I am still in college majoring in Management of Construction and Land Development and will be interning with a large construction firm this summer doing cost estimation. I have alot of interest in excavation and have always wanted to build ponds, etc. My question is, is there such a job where you can have your own business simply estimating excavation? Or does the person actually doing the excavation do the estimating themselves? Thanks for your help, Paul


----------



## Blas (Jan 29, 2008)

Yes, this person is called a consultant and is usually some sort of enginerd.(civil engineer for the lay people) I have thought about this as a business.
The only problem with this is, that it is hard to judge market unless your in it. Costs vary greatly across regions and it would be difficult to really nail down good unit prices. Besides that most large out fits employ full time estimators and use them as project managers as well. So this type of business, in my opinion would be very difficult to be competitive.
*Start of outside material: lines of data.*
PR #294, opened 2019-09-04
[DC] Assetpanda Connector

kuannie1:


src/connectors/assetpanda.py
```diff
@@ -0,0 +1,173 @@
...
+    ('INSERT_ID', 'NUMBER IDENTITY START 1 INCREMENT 1'),
+    ('RAW', 'VARIANT'),
+    ('ID', 'VARCHAR(256)'),
+    ('INSERT_AT', 'TIMESTAMP_LTZ(9)')
+]
+
+### Helper Functions ###
+
+# Retrieve the values needed from the results objects
+def get_list_objects_and_total_from_get_object(result: dict) -> (list, int):
```
greg-snowflake: This looks like it returns a tuple, not a dict.

src/connectors/assetpanda.py
```diff
@@ -0,0 +1,173 @@
...
+### Main Functions ###
+
+def get_data(token: str, url: str, params: dict = {}) -> dict:
+    headers: dict = {
+        "Authorization": f"Bearer {token}"
+    }
+    try:
+        log.debug(f"Preparing GET: url={url} with params={params}")
+        req = requests.get(url, params=params, headers=headers)
+        print("req: ", req)
```
greg-snowflake: should be log.debug or removed, not print

src/connectors/assetpanda.py
```diff
@@ -0,0 +1,173 @@
...
+        # replace every key "field_NO" by the value of the clear_field["field_NO"]
+        list_object_without_field_id = replace_device_key(list_object, clear_fields)
+
+
+        db.insert(
+            landing_table,
+            values=[(
+                entry,
+                entry.get('id', None),
+                datetime.utcnow()
```
greg-snowflake: This is going to give every page you insert a slightly different insert time. This will make it a bit challenging to get all of the latest results; you have to select where the insert_time is within a certain range and make sure your range doesn't include any results from the previous scan. If you mark an insert_time before you get into the `while` loop, you can use that insert_time for each page and then select from the table where insert_time = max(insert_time).

src/connectors/assetpanda.py
```diff
@@ -0,0 +1,174 @@
...
+        "limit": PAGE_SIZE,
+    }
+
+    total_object_count = 0 
+
+    insert_time = datetime.utcnow()
+
+    while params['offset'] <= total_object_count:
+
+        log.debug("total_object_count: ", total_object_count)
```
greg-snowflake: Do we need to log this information every time we go through the loop? It's not changing, so this is going to produce a log line for every loop with the same information; this seems less than ideal.

greg-snowflake:
Just two things left: first, can you add an assetpanda icon to src/webui/frontend/public/icons/connectors?

And secondly, can you comment on the PR describing the testing that you did to verify that it works? This can be something like "Ran the webui locally, created the connection, ran the ingest function, verified that data was loaded correctly"

src/connectors/assetpanda.py
```diff
@@ -0,0 +1,185 @@
...
+    """Retrieve the values needed from the results objects"""
+    try:
+        list_object: list = result["objects"]
+        total_object_count: int = result["totals"]["objects"]
+    except BaseException:
+        raise AttributeError("error format result")
+    return (list_object, total_object_count)
+
+
+def reduce_fields(accumulators: dict, field: dict) -> str:
```
andrey-snowflake: might this be better named "accumulated_value" or "result"? it's a single value that's passed through repeated calls of the reducer.

greg-snowflake:
It looks like you've somehow picked up a file and added it to the branch - src/baseline_modules/temporal_by_day/temporal_by_day.R.

This might just be the result of changes to the base branch; can you try rebasing this branch onto 1.8.6 for me to see if that resolves the issue?

src/baseline_modules/temporal_by_day/temporal_by_day.R
```diff
@@ -0,0 +1,101 @@
+require('dplyr')
```
greg-snowflake: This file shouldn't be a part of this PR!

Not to mention owners in small businesses are really the ones who make the decisions on what they want to take gambles on. But that's just my opinion so don't get discouraged.:whistling:thumbsup:


----------



## rino1494 (Jan 31, 2006)

How can you estimate if you have never done the work. One thing that you do is take-offs.


----------



## poloski (Feb 5, 2008)

I have done construction work. Also they train you how they want you to learn cost estimating.


----------



## Blas (Jan 29, 2008)

What Rino is trying to say is that learning the processes in excavating take onsite experience with excavation specific training, which I don't care where you go to school they can not teach you. Cost estimating for excavation is much more difficult than cost estimation for general building construction. I have no Idea what your onsite experience is, but when I got out of college The experience I had from working out in the field was invaluable. The construction management program that I went through did not prepare me at all for the actual Job and I went to the "best program available for construction management" in Minnesota....I hope you can keep your mind open to the concept of field training being just as important as school. College will give you the tools and Field experience will get you jobs.. Good luck in the future man it's gonna be a bright one.:thumbsup:


----------